Concerning the finite element simulation, and based on previous micromechanical models [20], various methods have been developed, but they are difficult to extrapolate to the scale required to get realistic predictions from different approaches [21, 22]. The incorporation of the latest imaging techniques (QCT) and BMD measurement (DXA) [24, 2729] has allowed the improvement of these models. However, most models use standard yield criteria for estimating the risk of fracture [27, 28], without considering essential aspects in fracture analysis. Nonetheless, all models assume that bone mineral density is the basic measurement, and it should therefore be used as a benchmark in predicting fracture risk.

Recent works [59] establish a correlation between BMD at femoral neck and fracture risk considering FE analysis and experimental data. Their obtain a von Mises stress distribution with maximum values at femoral neck and subtrochanteric area, just the same zones where the present model predicts the maximum fracture probability.

From the mechanical point of view, the exposition of the bone to cyclic loads of high value in a damaged bone, once the degenerative process is started, decreases its strength over the time and produces a cumulative damage which can lead to a final fracture. It seems apparent that Damage Mechanics and Fracture Mechanics criteria should be incorporated in any model intending to obtain reliable results. In this regard, our model combines all these requirements, and might be useful as a basis for future more sophisticated models.

Moreover, this model enables to incorporate future developments with the same methodology.
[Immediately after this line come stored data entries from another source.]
PR #1005, opened 2016-05-27
PR-01 - Nette Framework AWS SDK Extension

JakubKontra:
Hi,
could you please add our new AWS SDK Extension for Nette framework to related projects list?

Thanks!

### DIFF
--- a/README.md
+++ b/README.md
@@ -106,6 +106,7 @@ try {
 * [AWS SDK ZF2 Module][mod-zf2]
 * [AWS Service Provider for Silex][mod-silex]
 * [AWS SDK Bundle for Symfony][mod-symfony]
+* [AWS SDK Extension for Nette Framework][mod-nette]
 * [Guzzle Version 6][guzzle-docs] – PHP HTTP client and framework
 * Other [AWS SDKs & Tools][aws-tools] (e.g., js, cli, ruby, python, java, etc.)
 
@@ -156,3 +157,4 @@ try {
 [mod-zf2]: https://github.com/aws/aws-sdk-php-zf2
 [mod-silex]: https://github.com/aws/aws-sdk-php-silex
 [mod-symfony]: https://github.com/aws/aws-sdk-php-symfony
+[mod-nette]: https://github.com/ublaboo/aws-sdk-nette-extension


marekjalovec:
AWS SDK works fine with Nette FW without custom extension for DI container (I'm using it that way every day on one project), it's just one line to create a new AWS Client and this even forces you to checkout your key to the repository, which is not something you should do at all.

paveljanda:
@marekjalovec What you wrote is completely against modern coding standards.

1, It is not necessary to create more instances of S3Client. (or other asw sdk clients)
2, Nette DIC takes care of singletons perfectly
3, Configuration parameters should stay in config (*.neon) files.
4, Nette Extensions are perfect way how to distribute these configurations / classes registration along other projects / teams.

You should use it, really. :)

paveljanda:
@marekjalovec And what do you mean by "checkout your key to the repository, which is not something you should do at all"?

This is just an extension, config parameters stays in project. Or did you mean something else?

marekjalovec:
@paveljanda I am not saying I create more clients, just the one singleton. but this extension encourages users to checkout aws credentials into config.neon file in the project repository. you should never have such stuff in your repo. ever.

JakubKontra:
@marekjalovec I'm probably blind. I can't see problem there. You don't need put your credentials into config.neon. You can use for example config.local.neon / config.production.neon to specify it.

paveljanda:
Where do store the secret cay?

The thing is, you should leave all configuration parameters (credentials etc) at one place. Nette Framework gives you the ability to use perfect `neon` format. So put it in there.

Another thing is being earnest and storing these data in for example `config.local.neon` only on your server..

juniwalk:
@marekjalovec If you think that it forces you to commit your secret keys to git then you are using it wrong in the first place.

You are supposed to create separate `*.neon` file and fill params there and then include in in `config.neon` or in your bootstrap.php. You of course have to add it into `.gitignore` file. That is how you use it.

marekjalovec:
You should maybe emphasize that in the docs, so people won't screw up :-)

fprochazka:
Improving the documentation with the usage pattern is definitely a good idea.

The package may be simple, but isn't that an advantage really?
Imho even a single class deservers a package, if it makese sense. I see no problem with this.

I see no problem with the package.

cjyclaire:
Thanks for the pull request (and conversation :) ). The intent is to list the AWS-provided projects there; I've updated the README to make that clearer. PR: #1006

paveljanda:
It's pretty bad luck for Nette framework then. Also I don't see any advantage of aws taking care of these extensions (the symfony bundle requires aws/aws-sdk-php in version ^3.2.6, so it's not that aws provides support for latest versions of aws-sdk-php).

Anyway, thanks for the reply.

PR #601, opened 2023-06-13
Template: Workaround i18n

manuq:
The next commit will add the first translatable EK component. But the i18n from Kolibri isn't hooked with the template-ui. So add a dummy function that will return the English string to avoid the template from failing and to keep Discovery/Library using translations.

Issue: #568


jprvita (approved):

GeorgesStavracas (approved):
Opened https://github.com/endlessm/kolibri-explore-plugin/issues/604 to track proper i18n in template-ui. For now, let's move on with this!

PR #603, opened 2023-06-13
Bring back test page

manuq:
Issue #568


GeorgesStavracas (approved):
LGTM, and seems to work from a quick test!

Issue #599, opened 2023-06-13
Browse content: NAVIGATE_UNAVAILABLE is not set to true by default


erikos:
Tested with Ladybird 6.8-338

We need to set the option in order to browse content that is not on your device.

jprvita:
I believe #605 is enough to fulfill the requirements of this ticket, although there is more work related to this, coming up in #596.

erikos:
Deployed in Ladybird 6.9-339 to internal testing.

erikos:
Works as epected.

manuq:
> Works as epected.

OK, marking the issue as done.

Issue #596, opened 2023-06-13
Library: change behavior and labeling for filtering functionality for online/offline content of search results 


erikos:
Follow up of #572

Joana thinks the toggle for showing only downloaded content should be the other way around: it should be off by default, and when enabled should reduce the visible content. The label should be: “Only show downloaded items”

jprvita:
@jofilizola Have you decided on the final label for the button yet?

wjt:
The label we discussed was:

> (• ) Only show downloaded items

jprvita:
> The label we discussed was:
> 
> > (• ) Only show downloaded items

I'm just trying to understand if that decision is final, as up until late next week it was still TBD

wjt:
Yes, that was the string that was finalised today

wjt:
Update: the string may not be final :)

jprvita:
Ready for review

manuq:
merged!

erikos:
Deployed in Ladybird 6.10-342

erikos:
Verified in Ladybird 6.12-342

PR #605, opened 2023-06-13
Drop NAVIGATE_UNAVAILABLE plugin option

jprvita:
This commit drops the NAVIGATE_UNAVAILABLE option from kolibri-explore-plugin, and hardcodes the behavior to the same as if the option had been set to true.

In the first term, a more accurate bone density distribution, that is, not by Gruen zones but by individual elements in the mesh, could be used. That requires a planned collection of BMD data, by means of DXA or CT scan images. More complex damage models can be added, including mechanical behavior of anisotropic or mixed models, based on both strains and stresses. It would also be possible to include crack growth models fitting to the results of in vitro bone fracture. Finally, a parametric finite element model of the femoral head could be performed including both the loads produced on the bone and the shape and dimensions of a specific patient.

Despite DXA measurements just quantify bone mass and not bone quality, it is widely accepted as a macroscopic indicator of bone strength and stiffness and also that micro-fractures exert an important influence on the mechanical strength of the bone.

Finally, clinical trials are needed to validate the proposed model in order to apply it to the clinical practice helping for treatment decisions.

Conclusions

A mechanical model based on Damage and Fracture Mechanics and DXA measurements, for predicting the probability of fracture in osteoporotic patients has been carried out. The model represents a first step towards the development of new tools for diagnosis and prevention of osteoporosis. The incorporation of clinical measurements and simulation results will be useful for an individualized monitoring and treatment in specific patients.